Desde las primeras líneas Santos penetra con destreza en el interior del biografiado: “… el gran asesino se tenía por un hombre virtuoso y justiciero que castigaba con rigor a los malvados”. Todo lo que se oponía a su “inquebrantable designio de transformar el país de arriba abajo” era el mal a erradicar; con este criterio se juzgaba a los individuos: “Stalin pasó la vida identificando y exterminando ‘enemigos del pueblo’”. A una distinguida dama británica que le preguntó cuánto tiempo pensaba seguir matando gente, contestó apaciblemente: “Mientras sea necesario, señora”.

Pero la defensa a ultranza de la patria soviética, sublimada en los dos primeros años de la invasión nazi, es algo que la humanidad deberá agradecerle. De haber sido la URSS arrollada en unas semanas, como era previsible y como lo fueron Francia y las fuerzas británicas en el continente, es casi seguro que Alemania hubiera poseído antes que EE.UU. la bomba atómica, y la suerte del mundo hubiera sido muy distinta. Fue Stalin quien más contribuyó a que esto no fuera así.

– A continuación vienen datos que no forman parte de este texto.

Issue #2637, opened 2025-04-02
BButton doesn't support text-variant/bg-variant


hackel:
### Describe the bug

In #2200, info about the text-variant and bg-variant props was added to the BButton documentation, but it doesn't seem that the feature was actually implemented in BButton.

### Reproduction

*trivial*

### Used Package Manager

pnpm

Issue #2653, opened 2025-04-09
Button styling inconsistent due to "fix(BButton): Consume useColorVariantClasses #2640"


krasendimitrov:
### Describe the bug

The merge request introduced the class "text-bg-{variant}" to the button component which makes following changes to the previous behavior.:

- Hover effects via background hover no longer work since they are now overwritten
- customization of the button text color is more diffictult if someone wants a different color instead of the automaticaly assigned by bootstrap, since the color attribute has "!important"

I personally do not understand the reasoning of adding this class to the button, since it is not part of the standard bootstrap implementation and also not part of  "bootstrap-vue"  Button component implementation.

Relates to: #2640 

### Reproduction

https://stackblitz.com/edit/bootstra-vue-next-template-3ixpznbo?file=src%2FApp.vue,package.json,src%2Fmain.js,src%2Fmain.scss

### Used Package Manager

pnpm

ptdev:
Hi,

Also experiencing this.

This update messed up pretty much all of our buttons.

Removing the text-bg-* class from the buttons appear to solve the issue as hinted by @krasendimitrov

PR #2640, opened 2025-04-03
fix(BButton): Consume useColorVariantClasses

dwgray:
# Describe the PR

When I was documenting and fixing up `useColorVariantClasses`, I missed the fact that BButton didn't actually consume that composible. This fixes that oversight.

Fixes #2637

## Small replication

```
<template>
  <BRow
    ><BCol>Set 'variant': <BButton variant="success"> testing </BButton></BCol></BRow
  >
  <BRow
    ><BCol>Set 'bg-variant': <BButton bg-variant="info"> testing </BButton></BCol></BRow
  >
  <BRow
    ><BCol
      >Set 'text-variant' (background is 'secondary' since 'variant' defaults to 'secondary'):
      <BButton text-variant="info"> testing </BButton></BCol
    ></BRow
  >
  <BRow
    ><BCol
      >Set 'text-variant' and 'bg-variant':
      <BButton text-variant="primary" bg-variant="danger"> testing </BButton></BCol
    ></BRow
  >
  <BRow
    ><BCol
      >Set all three - 'variant' is overridden by 'bg-variant' and 'text-variant':
      <BButton text-variant="primary" bg-variant="danger" variant="success">
        testing
      </BButton></BCol
    ></BRow
  >
</template>
```

## PR checklist

**What kind of change does this PR introduce?** (check at least one)

- [x] Bugfix :bug: - `fix(...)`
- [ ] Feature - `feat(...)`
- [ ] ARIA accessibility - `fix(...)`
- [ ] Documentation update - `docs(...)`
- [ ] Other (please describe)

**The PR fulfills these requirements:**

Tanto Hitler y sus generales, como otros estrategas, apenas le concedían unos pocos meses de resistencia frente a la aplastante máquina de guerra alemana. El primer fracaso alemán ante Moscú a finales de 1941 y luego ante Stalingrado en 1942 no se debió solo a la acción de los ejércitos, sino a la ingente tarea de los años anteriores en todos los órdenes de la vida, para unir e impulsar a un país atrasado y heterogéneo, imbuir en el pueblo un enorme espíritu de lucha y superación y, en suma, moverlo en la dirección deseada por él, lo que es el atributo supremo de quien el autor califica de maestro “en el arte del poder”. Maestría que, según Santos, alcanzó gracias a las virtudes que le adornaban: “paciencia infinita, talento, astucia, prudencia, cinismo, crueldad”.

Stalin comentó a Mólotov cuando concluía la guerra: “Yo sé que después de mi muerte se echarán montones de basura sobre mi tumba, pero el viento de la historia los barrerá inexorablemente”. El libro de Anselmo Santos, sin suavizar en nada los execrables horrores que Stalin propició y ejecutó, contribuirá sin duda alguna a barrer esa basura y a ponerle en el lugar que le corresponde como una de las grandes figuras históricas de la humanidad. Entender la historia para aprender de ella obliga a abordarla sin prejuicios. “Stalin el Grande” es una obra indispensable a este respecto.